__Exercise objective__
Nothing outside the range is wanted. Repeat exactly the lines below from the one with "lines) | −759 |" through the one with "Two things this".
※
PR #1381, opened 2026-08-06
refactor(console): decomposition wave 2 — workspace, hands-free, session controllers

rmusser01:
Wave 2 of the Console decomposition, per the plan merged in #1347. **Pure refactor — zero behaviour change is the contract**, and the whole-branch review *measured* that rather than asserting it.

Spec: `Docs/superpowers/specs/2026-08-02-screen-decomposition-design.md`. Plan: `Docs/superpowers/plans/2026-08-04-console-decomposition-wave2.md`. Follows wave 1 (#1345).

## What moved

| New module | Cluster |
|---|---|
| `UI/Console_Modules/workspace.py` | `ConsoleWorkspaceController` — 35 of 45 `*workspace*` methods, incl. the 205-line `_resume_console_workspace_conversation` |
| `UI/Console_Modules/hands_free.py` | `ConsoleHandsFreeController` — 28 methods, the engine fork, and both cross-engine action entry points |
| `UI/Console_Modules/session.py` | `ConsoleSessionController` — 27 methods, incl. the 215-line `_start_character_console_session` |

**`chat_screen.py`: 24,195 → 20,964 lines. `ChatScreen`: 680 → 612 methods** (−3,231 / −68). The screen is still large, deliberately: it keeps cross-region coordination, the Textual lifecycle, and the `action_*`/`@on` entry points Textual resolves by name. The criterion is ownership, not line count.

## Evidence the contract held

The whole-branch review ran a normalized AST diff (docstrings/comments stripped, controller prefixes collapsed) over **all 612 retained `ChatScreen` methods**: exactly **6 changed**, every one a pure delegation. `on_button_pressed`, `on_key` and `compose_content` are byte-identical. Of 89 moved methods, all 89 landed in a controller with identical bodies modulo seam renames. Worker group names *and counts* identical to base (25 names). pyflakes on `chat_screen.py`: 31 findings before, 31 after, set-identical.

Controller discipline, verified per module: **zero `query_one`/DOM access** in any of the four controllers; `self._screen` uses held to 3–6 each, every one a framework service or a documented sibling proxy; **zero** sibling reach-through (`self._screen._session|_workspace|_hands_free|_dictation`).

## The seam rule this wave established (now in DESIGN.md §7)

Three controllers on one screen forced the question wave 1 didn't face. Controller-to-controller traffic goes through **named callables the screen wires at construction** — never a back-door through screen attributes. Two consequences, each of which cost a review round:

[...]

PR #1408, opened 2026-08-07
refactor(console): decomposition wave 3 — message, transcript, prompts + a size ratchet

rmusser01:
Wave 3 of the Console decomposition, per `Docs/superpowers/specs/2026-08-02-screen-decomposition-design.md` and the wave-3 plan. Follows wave 1 (#1345) and wave 2 (#1381).

`chat_screen.py` **20,964 → 18,905 lines**, `ChatScreen` **612 → 598 methods**.

## What lands

| | |
|---|---|
| `Console_Modules/message.py` — `ConsoleMessageController` (2,042 lines) | −1,328 |
| `Console_Modules/transcript.py` — `ConsoleTranscriptRegion` (257 lines) | +1 |
| `Console_Modules/prompts.py` — `ConsolePromptsController` (1,244 lines) | −759 |
| `Tests/Architecture/test_screen_size_ratchet.py` | the wave's real deliverable |

**Zero behaviour change** is the contract. Every moved body is byte-identical to its pre-move form apart from mechanical receiver rewrites (`self._session.X` → `self.X`, `self.app.push_screen` → `self.push_screen`), verified by AST diff against the merge base — including the 397-line `_open_console_prompts_modal` and the 294-line `handle_console_message_action`.

## Why the ratchet exists

Waves 1 and 2 extracted ~4,900 lines from `chat_screen.py`, and the file finished those waves **larger** than it started: ~5,500 lines of concurrent feature work landed over the same window, every line going into the screen because the screen was the path of least resistance.

Extraction alone cannot win. `test_screen_size_ratchet.py` makes the current size a **ceiling** rather than a waypoint — budgets may only go DOWN, and a second test fires if a wave lands without lowering one. Both tests are mutation-verified rather than merely written.

## Honest accounting

Two things this wave did *not* achieve, recorded in the spec's Progress section rather than smoothed over:

- **The transcript region netted +1 line and +1 method.** The composed block was 13 lines and the moved bodies 54; the delegations cost the same. Kept because all three `#console-workspace-grid` children are now built identically, and leaving one of three inline is the asymmetry that costs when `compose_content` is attacked. It leaves the transcript's DOM with **two access idioms** (3 delegating, 9 still direct) — a transitional state, filed as task-2767, not a settled design.
- **`_open_console_prompts_modal` moved verbatim at 397 lines**, carrying 15 of the controller's 18 named dependencies. Review judged the fan-out inherent rather than a wrong boundary, but the method is a class in disguise (17 nested closures). Decomposition filed as task-2766.

## Defects the reviews caught

- **A getter-only proxy property** over a baseline plain attribute turned **41 tests red in a file this branch never touched**. The fix round found the review had itself under-counted: six affected fixtures, not one, and the setter alone didn't clear it (a proxy setter writes *through*, so the traceback merely moved). Now a `DESIGN.md` §7 rule with an AST audit behind it.
- **`test_chat_screen_worker_groups` had silently stopped guarding.** It AST-parses `chat_screen.py` only; as waves moved workers into `Console_Modules/`, 4 of 6 run-coroutine dispatch sites and 7 exclusive-worker sites left its scope while both tests stayed green. Widened to `chat_screen.py + Console_Modules/*.py`, plus an assertion that the named coroutines are actually found — so the erosion itself now fails, not only its consequences. Mutation-verified both directions.
- **Wave 2's dev debt fixed**: `test_console_sync_records_worker_lifecycle` has been red on `dev` since #1381 — `MagicMock(spec=ChatScreen)` reads the CLASS, so `__init__`-wired controllers are invisible to it. Slots are now derived from `__init__` via `ast`, so wave 4's controller is picked up automatically.

## Not fixed here, deliberately

`Docs/security/production-diagnostic-inventory.json` is stale and **red on clean dev** (verified at `22c08f958`). Regenerating means signing off on ~199 lines including new diagnostic owners in two unrelated modules — exactly the rubber-stamp its "review the diff before running --write" gate exists to prevent. Filed as **task-2768** for whoever owns those diagnostics.

## Verification

- Serial, `-p no:randomly`: 104 + 113 + 62 + 304 = **583 passed, 0 failed** across the three new test files, the geometry baseline, the architecture suite, and every file referencing a moved name.
- `pytest Tests/ --collect-only` → **31,796 collected, 0 errors**.
- The geometry baseline (`test_console_shell_regions.py`) is **byte-identical to dev** and green.
- pyflakes on `chat_screen.py` is byte-identical to the merge base (31 findings, same set).
- Whole-branch review on the most capable model: one Important (the worker-group guard, fixed above), two Minor (fixed). No Critical.

Follow-ups filed: **2766, 2767, 2768, 2769**.

---
## Summary by cubic
Decomposed the Console screen: moved message logic, transcript region, and prompt workflows into dedicated modules, and added a one-way size ratchet to keep `chat_screen.py` small. No behavior change; `chat_screen.py` is reduced 20,964 → 18,909 lines and `ChatScreen` methods 612 → 598.

- **Refactors**
  - Extracted message cluster to `ConsoleMessageController` with thin delegations on `ChatScreen`.
  - Moved transcript DOM to `ConsoleTranscriptRegion`; ids/structure unchanged; added delegations for reading-state helpers.
  - Extracted prompt cluster to `ConsolePromptsController`; kept command/menu entry points via delegations.
  - Added one-way size/method ratchet in `Tests/Architecture/test_screen_size_ratchet.py` (budgets 18,909 / 598), cached the measurement, added docstrings, and documented the read-write proxy rule in `DESIGN.md`.

- **Bug Fixes**
  - Restored write access for `_console_original_attempt_previews` and `_last_console_action` via proxy setters.
  - Widened worker-group guard to scan `UI/Console_Modules/` in addition to `chat_screen.py`.
  - Hardened tests: attached `ConsoleMessageController` to `__new__` shells via a shared stub and correct app wiring order, and stubbed controller slots for `MagicMock(spec=ChatScreen)` to fix the sync test.

<sup>Written for commit 4981f9b1112af9d8327f43facc1757c07ae3878c. Summary will update on new commits.</sup>

<a href="https://cubic.dev/pr/rmusser01/tldw_chatbook/pull/1408?utm_source=github" target="_blank" rel="noopener noreferrer" data-no-image-dialog="true"><picture><source media="(prefers-color-scheme: dark)" srcset="https://www.cubic.dev/buttons/review-in-cubic-dark.svg"><source media="(prefers-color-scheme: light)" srcset="https://www.cubic.dev/buttons/review-in-cubic-light.svg">Review in cubic</picture></a>

### DIFF
--- a/DESIGN.md
+++ b/DESIGN.md
@@ -424,3 +424,15 @@ wiring time. Second, if a proxy property is write-only, its getter must raise
 `getattr(obj, name, default)` swallow `AttributeError` specifically, so a
 defensive read would silently take the default forever with nothing raised
 anywhere.
+
+**New Console code goes in `UI/Console_Modules/`, and a ratchet enforces it.**
+The decomposition's first two waves extracted ~4,900 lines out of
+`chat_screen.py` and the file still ended up *larger* than when the work
+started, because ~5,500 lines of concurrent feature work landed in it over the
+same window. Extraction cannot outrun growth, so the screen's size is now a
+ceiling: `Tests/Architecture/test_screen_size_ratchet.py` holds a line and
+method budget that may only ever be lowered. A wave lowers it in the same PR
+that earns the reduction; a feature that would raise it belongs in a module
+instead. The test's failure message names the module directory and this
+section, because the moment it fires is the moment someone needs to know where
+else to put the code — not a link to chase later.
--- a/DESIGN.md
+++ b/DESIGN.md
@@ -425,6 +425,24 @@ wiring time. Second, if a proxy property is write-only, its getter must raise
 defensive read would silently take the default forever with nothing raised
 anywhere.
 
+**A proxy property standing in for a plain attribute must be read-WRITE.**
+The rule above governs the write-only case; wave 3 found its mirror image and
+paid for it. Moving state into a controller turns what was
+`self._console_original_attempt_previews = {}` in `__init__` into a `@property`
+on the screen that forwards to the controller — and a `@property` with only a
+getter makes the name **assignment-hostile**, where the plain attribute it
+replaced accepted writes from anywhere. Wave 3 shipped one getter-only proxy
+and turned **41 tests red in a file the branch never touched**, all of them
+`AttributeError: property '…' of 'ChatScreen' object has no setter`. Two
+things follow. First, check the *baseline* shape before writing a proxy: if it
+was a plain assignable attribute, the proxy needs a setter, and "nothing writes
+it today" is a coverage claim rather than a contract — write the setter anyway.
+Second, the setter must write THROUGH to the controller (`self._message.x = v`),
+never to a shadow attribute the controller never reads; that variant is worse
+than the crash, because the tests go green over a dead write. An `ast` audit
+comparing every new property against the baseline attribute's shape catches
+both, and is cheap enough to run every wave.
+
 **New Console code goes in `UI/Console_Modules/`, and a ratchet enforces it.**
 The decomposition's first two waves extracted ~4,900 lines out of
 `chat_screen.py` and the file still ended up *larger* than when the work
--- a/Docs/superpowers/plans/2026-08-06-console-decomposition-wave3.md
+++ b/Docs/superpowers/plans/2026-08-06-console-decomposition-wave3.md
@@ -1,0 +1,149 @@
+# Console Decomposition — Wave 3 Implementation Plan
+
+> **For agentic workers:** REQUIRED SUB-SKILL: Use superpowers:subagent-driven-development (recommended) or superpowers:executing-plans to implement this plan task-by-task. Steps use checkbox (`- [ ]`) syntax for tracking.
+
+**Goal:** Extract the message cluster together with the visual surfaces that reflect its state, plus the prompt cluster — then lower the size ratchet so the gain is locked in rather than re-consumed.
+
+**Architecture:** Per `Docs/superpowers/specs/2026-08-02-screen-decomposition-design.md` and the four controllers + two region widgets already in `UI/Console_Modules/`. Message and its surfaces go together because the control bar and transcript reflect message/generation state; splitting them across waves would force a cross-wave seam.
+
+**Tech Stack:** Python ≥3.11, Textual, pytest.
+
+**Measured on dev at `22c08f958` (post-wave-2) — re-locate by anchor, never by line number:**
+- `chat_screen.py` 20,964 lines, `ChatScreen` 612 methods.
+- **message: 1,577 lines / 35 methods** — the largest remaining cluster. `handle_console_message_action` is 294 lines.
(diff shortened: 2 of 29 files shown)


rmusser01:
## Qodo review — 4 of 5 addressed in `f4a811ecc`, 1 declined with reasoning

**Fixed:**
1. **`handle_console_message_action` docstring** — Args/Returns added, plus why it stays one method. The body is unchanged: AST-verified identical to the prior commit with the docstring node excluded, so this wave's byte-fidelity contract still holds.
2. **Ratchet test missing docstring** — added, including the Raises section, since the failure message is the point of that test.
3. **`push_screen` missing Returns** — added.
4. **Duplicate AST parsing** — `_measure` is now `lru_cache`d. Noted in its docstring that the cache is per-process, so mutation-testing the ratchet (edit file, re-run pytest) still works.

**Declined — 5, "Slack permits budget drift":**

The 200-line / 10-method tolerance is deliberate, and tightening it would break the mechanism rather than strengthen it.

The two tests answer different questions. The first is the ceiling: *did this change grow the screen?* The second asks only *did a decomposition wave land and forget to lower the budget?* A zero-tolerance version of the second would fire on every ordinary commit that happens to delete a few lines — a routine dead-code removal, a shortened docstring — and demand a budget edit in the same PR. That trains people to edit `_BUDGETS` casually, which is precisely the habit that lets someone raise it later without thinking.

The finding is right that up to 200 lines can be re-consumed before the ceiling notices. That is the accepted cost. The alternative on offer costs the mechanism's credibility, and a ratchet nobody trusts gets deleted.

Qodo rates this `●● Moderate` and says "unclear preferred strictness without close precedent" — so recording the intent here rather than silently ignoring it.

## On the 23 CI failures

None are this branch's. All 23 are in `Tests/Notes/` (git/SSH: unborn-head, OpenSSH invocation, host-trust) and `Tests/Watchlists/`. This branch touches **zero** files in either tree (`git diff --name-only origin/dev...HEAD | grep -E "Notes|Watchlists"` → 0).

Evidence they are the dev baseline, not a regression:
- A sample (`test_openssh_invocation_is_exact_literal_direct_argv`, `test_a_failed_cast_leaves_the_briefing_detail_unchanged`) **passes locally** on this branch.
- Recently merged PRs shipped with the same band of failures: **#1409 → 20 failed**, **#1407 → 44 failed**. 23 sits between them.

Two further Architecture failures surfaced after rebasing onto latest dev — `test_profile_owned_path_inventory.py`, complaining about stale exception rules for `tldw_chatbook/UI/STTS_Window.py`. Both **reproduce on clean `origin/dev`** in a disposable worktree, and this branch does not touch that file. Same for `test_persistent_diagnostic_inventory` (filed as task-2768, deliberately not rubber-stamped here).

Branch-relevant verification, run serially with `-p no:randomly`: **583 passed, 0 failed** across the three new test files, the geometry baseline, the architecture suite, and every file referencing a moved name; `pytest Tests/ --collect-only` → **31,796 collected, 0 errors**.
※
__Solution for this problem__
| `Console_Modules/prompts.py` — `ConsolePromptsController` (1,244 lines) | −759 |
| `Tests/Architecture/test_screen_size_ratchet.py` | the wave's real deliverable |

**Zero behaviour change** is the contract. Every moved body is byte-identical to its pre-move form apart from mechanical receiver rewrites (`self._session.X` → `self.X`, `self.app.push_screen` → `self.push_screen`), verified by AST diff against the merge base — including the 397-line `_open_console_prompts_modal` and the 294-line `handle_console_message_action`.

## Why the ratchet exists

Waves 1 and 2 extracted ~4,900 lines from `chat_screen.py`, and the file finished those waves **larger** than it started: ~5,500 lines of concurrent feature work landed over the same window, every line going into the screen because the screen was the path of least resistance.

Extraction alone cannot win. `test_screen_size_ratchet.py` makes the current size a **ceiling** rather than a waypoint — budgets may only go DOWN, and a second test fires if a wave lands without lowering one. Both tests are mutation-verified rather than merely written.

## Honest accounting

Two things this wave did *not* achieve, recorded in the spec's Progress section rather than smoothed over:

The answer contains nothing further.